I have seen similar , usually used to rein in youth and also to concern social housing tenants as they can be used in possession cases again at the tenants down the line if it is breached , speak  with a law centre / cab.


----------



## farmerbarleymow (Jun 28, 2018)

I'd ask for the evidence that they used to justify this notice.  It isn't clear whether they alleged that your son Edie was involved when they took the matter to court, or are just issuing notices now they have the closure order.

You can also request copies of your personal data through the good old Subject Access route.  If your son is over the age of twelve he can do so in his own right, or provide written authority for you to do so on his behalf.

There are also other rights that you can exercise, such as requesting incorrect data being corrected.  More information is here.  There are some limitations on these rights, depending on what basis for processing the data is being relied on by the council.  PM me if you need more advice on this.


----------



## mauvais (Jun 28, 2018)

I am not a lawyer. 

This notice is a few things in one, almost all relating to civil law and process, not criminal charges.

For trespass to be a workable charge, you need to have been told not to enter into the property in question in some form, and this is that form. If he breaches that restriction, a case could be pursued against him. Trespass is hard work for limited gain and this is probably unlikely to happen.

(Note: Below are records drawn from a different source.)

PR #2715, opened 2020-09-28
Rename vintage ladders

mkruselj:
Make char array inits more consistent in SurgeStorage.h
Rename sub3 enums


baconpaul:
This is a bigger change than Rename Vintage Ladders. It looks OK but just want to check before I merge?

Also: I thought we decided on "Tamed" not "Mild"?

PR #2716, opened 2020-09-28
Global highpass deactivatable

mkruselj:


baconpaul:
baconpaulToday at 8:24 AM
before I merge
It should work like I said
but "save"
then new surge and "load"
the same surge and "load old"
EvilDragonToday at 8:25 AM
oh it doesn't work
so if I deactivate it and load old patch it stays deactivated
baconpaulToday at 8:25 AM
OK!
EvilDragonToday at 8:25 AM
nice catch
do I need handlestreamingmismatch
baconpaulToday at 8:25 AM
i am not sure
there's no mismatch interceptor for that control right now
i need to look at the code

PR #2724, opened 2020-09-29
Windows: Switch to Unicode

### LINKED ISSUE #2579: Crash when loading "µcomputer" patch on Japanese Windows 10
**TL;DR:** Uncaught C++ exception because Surge doesn't support Unicode paths on Windows.

Related to #1699

**Description**
Trying to load the "Lead"→"µcomputer" patch on a Japanese Windows 10 crashes Surge.

* Surge Version: 1.7.main.502ec53a
* Plugin type: VST3
* Bits: 64

**To Reproduce**
1. Make sure your ANSI code page does not have the "µ" character
2. In the patch browser menu, click "Lead"→"µcomputer"
3. Observed: Crash

**Expected behavior**
The "µcomputer" patch gets loaded.

**Desktop:**
 - OS: Windows 10 Professional 64-Bit, Japanese
 - Host: VST3PluginTestHost from the VST3 SDK
 - Version: 2.9.10 Build 39

**Additional context**
The immediate cause of the crash is an uncaught `std::system_error` from `std::filesystem::path::generic_string()` called here:

```c++
void SurgeSynthesizer::loadPatch(int id)
{
   ...
   loadPatchByPath( e.path.generic_string().c_str(), e.category, e.name.c_str() ); // generic_string() throws
}
```

The exception is thrown because code page 932 on a Japanese Windows doesn't have the "µ" character. Screenshot of a debug session at the relevant `WideCharToMultiByte()` call:

surge-cropped
`_Code_page` is `0`, aka `CP_ACP`, i.e. the system default ANSI code page. `_Used_default_char` being `1` means that not all characters were representable in this code page. ([WideCharToMultiByte Docs](https://docs.microsoft.com/en-us/windows/win32/api/stringapiset/nf-stringapiset-widechartomultibyte))

`std::filesystem::path::generic_string()` seems to be used in multiple places, so this might be a broader issue. On Western versions of Windows, this should be reproducible with paths containing CJK characters.

mvf:
This makes Windows builds Unicode-aware, most notably unlocking the full
range of NTFS file system paths.

To avoid #ifdef, paths in std::strings are now UTF-8, like on other
platforms. They are converted to and from the native UTF-16 as needed.
This is mostly transparent, except when converting between fs::path and
std::string. There, the following should be observed:

- Use path_to_string() instead of .generic_path()
- Don't pass strings into fs::path API, convert them to paths first via
  string_to_path()

Otherwise, on Windows and if the path contains chars other than 7-bit
ASCII, either a system_error will be thrown, or (less likely) the path
could be mistranscoded.

This should become less and less of an issue as fs::path <-> std::string
conversions are refactored away.

Fixes #2579

### DIFF
--- a/CMakeLists.txt
+++ b/CMakeLists.txt
@@ -378,13 +378,10 @@ set(SURGE_GUI_INCLUDES
 
 ### OS SPECIFIC SECTION
 if( APPLE )
-  set(SURGE_OS_SOURCES
-    src/mac/UserInteractionsMac.mm
-    )
-
   set(SURGE_OS_GUI_SOURCES
     src/mac/DisplayInfoMac.mm
     src/mac/RuntimeFontMac.cpp
+    src/mac/UserInteractionsMac.mm
     src/mac/cocoa_utils.mm
     vstgui.surge/vstgui/vstgui_mac.mm
     vstgui.surge/vstgui/vstgui_uidescription_mac.mm
@@ -448,12 +445,6 @@ elseif( UNIX AND NOT APPLE )
     set( cxml src/linux/ConfigurationXml.S )
   endif()
 
-  set(SURGE_OS_SOURCES
-    src/linux/UserInteractionsLinux.cpp
-    ${cxml}
-    ${CMAKE_BINARY_DIR}/lintemp/ScalablePiggy.S
-    )
-
   file(GLOB LINUX_VSTGUI_GLOB vstgui.surge/vstgui/lib/platform/linux/*.cpp )
 
   # Our friends at steinberg have this maddening habig of using #warning DEPRECATED in linux code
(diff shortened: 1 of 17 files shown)


mvf:
Right, so I only just now realized that Rack builds probably need to remain ANSI. Will reopen once MinGW builds are fixed.

mvf:
Turns out Rack uses its own Makefile which won't link the Unicode parts, so I guess we're fine after all. Sorry for the noise.

baconpaul:
Just bringing my comments from discord over here in case that's more convenient:

----
so I just reviewed it all
I really have only one comment which is about the CMakeFile
You moved ${cxml} out of the OS_SOURCES into the OS_GUI_SOURCES on linux; and you did the same for the various UserInteractions
The ${cxml} is needed for lots of non-OS functions so it should be in OS_SOURCES. I want to unwind ${cxml} one day - it was a mistake at the outset of the linux port - but for now it needs to stay in LINUX_OS_SOURCES
The UserINteractions I understand why you did it. I was worried headless wouldn't build! I think some of the juce submodules which aren't on by default will break but we should use that by refactoring the targets properly at the time so I'm OK with it
But I would move the ${cxml} back.
And also, and this is minor and you don't need to fix it
fs::path foo(bar)

looks right to me as does
type name(init)

but I've idiomatically converted that to
auto name = init

even though both work. NO need to change that but as I was reading it made me hiccup.
Finally: Just want to confirm you've tested those functions on windows. I was going to merge without building and testing myself since the review looks good to me. But just wanted to be sure.
The functions especially are: open files, and show HTML.
SO, like, you've loaded an SCL file into the plug and its worked
Finally finally: Thanks so much. This is a huge amount of work and a massive improvement. Wonderful!!
---

baconpaul:
Actually I just added #2729 which will solve the CXML thing so we can leave it for now and get it with that.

It's also a warning that this alleged behaviour puts your tenancy at risk. That doesn't legally change anything, you didn't need to be notified first, it's just an indication of how they might try and handle these problems, i.e. evictions.

The only thing relating to criminal law is the closure order itself. However they haven't made a big deal about this I guess because they're limited in nature.

If I were you, I would be mostly concerned about the risk to the tenancy from the council viewing you as a problem and taking related action in future. I'd be seeking to discuss that in a cooperative way.

Unless your lad incurs some kind of disadvantage by not being able to access these properties, I'd be less fussed about getting that rescinded, but try and keep him in compliance to avoid any hassle.


----------



## marty21 (Jun 28, 2018)

farmerbarleymow said:


> I'd ask for the evidence that they used to justify this notice.  It isn't clear whether they alleged that your son Edie was involved when they took the matter to court, or are just issuing notices now they have the closure order.
> 
> You can also request copies of your personal data through the good old Subject Access route.  If your son is over the age of twelve he can do so in his own right, or provide written authority for you to do so on his behalf.
> 
> There are also other rights that you can exercise, such as requesting incorrect data being corrected.  More information is here.  There are some limitations on these rights, depending on what basis for processing the data is being relied on by the council.  PM me if you need more advice on this.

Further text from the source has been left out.